- Task brief: Where the line with "--- a/applications/tari_validator_node/src/comms/initializer.rs" appears below, start writing out lines exactly, and finish with the line with "Currently we build", which is included; write out nothing else.
• • • • • • •
PR #128, opened 2022-10-21
fix: fix saving votes to db

stringhandler:
Description
---
The commit statement in sql was layered in an If statement, so was basically never triggered. I've moved it out of the if so `received_votes` should now be populated in sqlite.

I also fixed the incorrect conversion from VoteMessage to its protobuf implementation.


sdbondi (approved):

sdbondi:
ACK

Issue #107, opened 2022-10-19
Base layer scanning should scan `num_confirmations` blocks behind


stringhandler:

jorgeantonio21:
This issue was addressed in #107, let's close it.

PR #129, opened 2022-10-21
fix: base layer scanner should scan fixed number blocks behind (see #107)

jorgeantonio21:
Description
---
In order to mitigate reorgs, we should scan the base layer blockchain not up to the longest chain tip, but instead up to it minus a configurable consensus constant.

Motivation and Context
---
Address issue #107.

How Has This Been Tested?
---
Manually


applications/tari_validator_node/src/consensus_constants.rs
```diff
@@ -0,0 +1,33 @@
...
+//  USE OF THIS SOFTWARE, EVEN IF ADVISED OF THE POSSIBILITY OF SUCH DAMAGE.
+
+pub struct ConsensusConstants {
+    pub base_layer_confirmations: u64,
+}
+
+impl ConsensusConstants {
+    pub const fn devnet() -> Self {
+        Self {
+            base_layer_confirmations: 100, // 3 days
```
sdbondi: Think for now, we should scan something like 3 blocks behind to make it easier to get started on a new chain. The first epoch won't come into existence until after this.
```suggestion
            base_layer_confirmations: 3, 
```

jorgeantonio21: It makes sense. I presume that in the future we will want to increase this number, for devnet as well as mainnet.

stringhandler (approved):

sdbondi:
ACK

PR #132, opened 2022-10-21
fix: use detach HSflag for tor

sdbondi:
Description
---
Adds the DETACH hidden service flag for the tor transport on DAN layer

Motivation and Context
---
Currently we're starting and stopping the VNs a lot, each time the hidden service is recreated because it is associated with the control port session. DETACH allows the onion address to remain registered when the vn is offline. This causes a failed assertion when the VN attempts to reregister the onion, however the onion still works and the assertion is ignored.

How Has This Been Tested?
---

### DIFF
--- a/applications/tari_validator_node/src/comms/initializer.rs
+++ b/applications/tari_validator_node/src/comms/initializer.rs
@@ -32,16 +32,29 @@ use tari_comms::{
     pipeline,
     pipeline::SinkService,
     protocol::{messaging::MessagingProtocolExtension, NodeNetworkInfo},
+    tor,
+    transports::{predicate::FalsePredicate, MemoryTransport, SocksConfig, SocksTransport, TcpWithTorTransport},
     types::CommsPublicKey,
     utils::cidr::parse_cidrs,
     CommsBuilder,
+    CommsNode,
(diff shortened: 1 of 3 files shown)


applications/tari_validator_node/src/comms/initializer.rs
```diff
@@ -194,3 +207,89 @@ async fn add_seed_peers(
...
+                .spawn_with_transport(transport)
+                .await?
+        },
+        TransportType::Tor => {
+            let tor_config = transport_config.tor;
+            debug!(target: LOG_TARGET, "Building TOR comms stack ({:?})", tor_config);
+            let mut hidden_service_ctl = initialize_hidden_service(tor_config).await?;
+            // Set the listener address to be the address (usually local) to which tor will forward all traffic
+            let transport = hidden_service_ctl.initialize_transport().await?;
+            debug!(target: LOG_TARGET, "Comms and DHT configured");
```
SWvheerden, line 253: Nit:
Should this not move to after the match to catch all types?

SWvheerden (approved):
utACK

stringhandler (approved):

PR #133, opened 2022-10-21
fix: allow compile without npm

### LINKED ISSUE #121: [web-ui] build failures without npm
Currently we build the web-ui in the build.rs, and this requires npm to be setup in the environment.
This means that a node environment is required to be setup to build the vn which can be annoying when running the VN from a different shell (like intelij run) leading to confusing build failures.

I suggest rather that we have to manually run npm to build the web-ui to be included in the binary.
There are a few options from here:
1. Let that be that, if you dont build the webui, it will display a blank page/help page.
2. add an optional cli flag `--webui-root ./whatever` that overrides the content served on the web-ui port.
3. stringhandler: Only run npm if a certain env is set / nodejs is setup
4. Cifko: ignore the error in the build.rs and emit a [build warning](https://doc.rust-lang.org/cargo/reference/build-scripts.html#cargo-warning)

no 1. is simpler, ~~we'll have to allow CORS in development because you may want to dev on the web-ui using `npm serve`~~
no 2. allows the updated content to be served directly from the VN, making dev easier. But you can serve from a node server anyway so YAGNI

Both are fine for me, but 2 is a feature that needs to be added that may/may not be generally useful.

For production builds, we add the npm build to the process (build script or whatever).

Cifko:
Description
---
Allow compilation without the npm installed. The compiler returns warning on any error returned by the `npm ci` and `npm run build`. Also prints a warning that the ui will not be present. The default web ui returns page with explanation that the node.js should be installed.

How Has This Been Tested?
---
Manually.

Fixes #121

### DIFF
--- a/applications/tari_validator_node/build.rs
+++ b/applications/tari_validator_node/build.rs
@@ -33,15 +33,20 @@ fn main() -> Result<(), Box<dyn std::error::Error>> {
     println!("cargo:rerun-if-changed=../tari_validator_node_web_ui/public");
     let npm = if cfg!(windows) { "npm.cmd" } else { "npm" };
 
-    Command::new(npm)
+    if let Err(error) = Command::new(npm)
         .arg("ci")
         .current_dir("../tari_validator_node_web_ui")
         .status()
-        .unwrap();
-    Command::new(npm)
+    {
+        println!("cargo:warning='npm ci' error : {:?}", error);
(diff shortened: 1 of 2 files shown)


sdbondi (approved):
Awesome thanks!

stringhandler (approved):

PR #140, opened 2022-10-24
fix(base-layer-scanner): takes confirmations into account when detecting chain progress

sdbondi:
Description
---
takes confirmations into account when detecting chain progress

Motivation and Context
---
Base layer scanner would try sync when there was no chain progress due to confirmations offset.

How Has This Been Tested?
---
Manually


SWvheerden (commented):
utACK

stringhandler (approved):

PR #391, opened 2023-02-24
feat: initial implementation of confidential resource transfer

sdbondi:
Description
---
- Adds the ability to withdraw and deposit confidential funds into vaults
- A single aggregate comitment is used in confidential resources

Motivation and Context
---
- A withdraw will require a proof object that shows a balanced withdraw
- $k_1.G + 100.H - (k_2.G + 10.H) - (k_3.G + 90.H) =? (0)$
- TBD: an encrypted value (via stealth key), fields <`public_stealth_nonce`, `public_stealth_key`> ($K_s = H(r.P_2).G + P_2 = H(p_2.R).G + P_2$), $k_2 = H(r.P_2)$
- The first commitment term is the input, the second the withdraw, and the third the change.
- To facilitate the stealth key, we should consider adding a mandatory public key to the Account component
- Once a `ConfidentialWithdrawProof` is validated, a bucket is created containing the withdrawn commitment
- The de/inflation invariant holds because a bucket cannot be created without a correct proof.
- The bucket commitment is added to the resource contained in a vault.
- The receiver wallet would need to come online to validate the received funds 
- The receiver wallet could submit a transaction that aggregates the commitments. They update their mask for the resource
- Alternatively, we could hold incoming commitments separately and have the receiver "claim" incoming commitments by aggregating them into the single liquid commitment using a `ConfidentialWithdrawProof`.

For now we aggregate the commitments to make input selection trivial. This aspect needs to be discussed further and is out of scope for this PR.

How Has This Been Tested?
---
New engine unit tests


hansieodendaal (commented):
I just looked at the extended range proof stuff; it looks good.

Note that should Bulletproof rewinding be required in future, it will not work for aggregation factors > 1.

dan_layer/engine/src/runtime/impl.rs
```diff
@@ -529,7 +540,7 @@ impl RuntimeInterface for RuntimeInterfaceImpl {
             },
             WorkspaceAction::Take => {
                 let key: Vec<u8> = args.get(0)?;
-                let value = self.tracker.take_from_workspace(&key)?;
+                let value = self.tracker.get_from_workspace(&key)?;
```
stringhandler, line 543: This naming could be confusing in future

stringhandler: Perhaps the WorkspaceAction should be renamed to `Get` ?

stringhandler (approved):
Didn't dig too much into the crypto because
1. It will be changed to non aggregated commitments in an upcoming PR
2. A deeper audit of all crypto at a later stage will be more thorough

A brief look over and it looks good.

Made some comments, but they are basically stylistic

dan_layer/engine/src/runtime/impl.rs
sdbondi: Oh yeah, good catch, I just ran into a problem with the way we do workspaces and changed that without changing the action - will update in PR #397

PR #392, opened 2023-02-24
feat: remove wait_for_result option on cli, thus running commands always waits

jorgeantonio21:
Description
---
Removes `wait_for_result` option in the dan wallet cli. Therefore, every execution of it will always for result to complete.

Motivation and Context
---

How Has This Been Tested?
---
Manual testing on the cli


sdbondi (approved):
Thanks, perfect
• • • • • • •
- Answer:
--- a/applications/tari_validator_node/src/comms/initializer.rs
+++ b/applications/tari_validator_node/src/comms/initializer.rs
@@ -32,16 +32,29 @@ use tari_comms::{
     pipeline,
     pipeline::SinkService,
     protocol::{messaging::MessagingProtocolExtension, NodeNetworkInfo},
+    tor,
+    transports::{predicate::FalsePredicate, MemoryTransport, SocksConfig, SocksTransport, TcpWithTorTransport},
     types::CommsPublicKey,
     utils::cidr::parse_cidrs,
     CommsBuilder,
+    CommsNode,
(diff shortened: 1 of 3 files shown)


applications/tari_validator_node/src/comms/initializer.rs
```diff
@@ -194,3 +207,89 @@ async fn add_seed_peers(
...
+                .spawn_with_transport(transport)
+                .await?
+        },
+        TransportType::Tor => {
+            let tor_config = transport_config.tor;
+            debug!(target: LOG_TARGET, "Building TOR comms stack ({:?})", tor_config);
+            let mut hidden_service_ctl = initialize_hidden_service(tor_config).await?;
+            // Set the listener address to be the address (usually local) to which tor will forward all traffic
+            let transport = hidden_service_ctl.initialize_transport().await?;
+            debug!(target: LOG_TARGET, "Comms and DHT configured");
```
SWvheerden, line 253: Nit:
Should this not move to after the match to catch all types?

SWvheerden (approved):
utACK

stringhandler (approved):

PR #133, opened 2022-10-21
fix: allow compile without npm

### LINKED ISSUE #121: [web-ui] build failures without npm
Currently we build the web-ui in the build.rs, and this requires npm to be setup in the environment.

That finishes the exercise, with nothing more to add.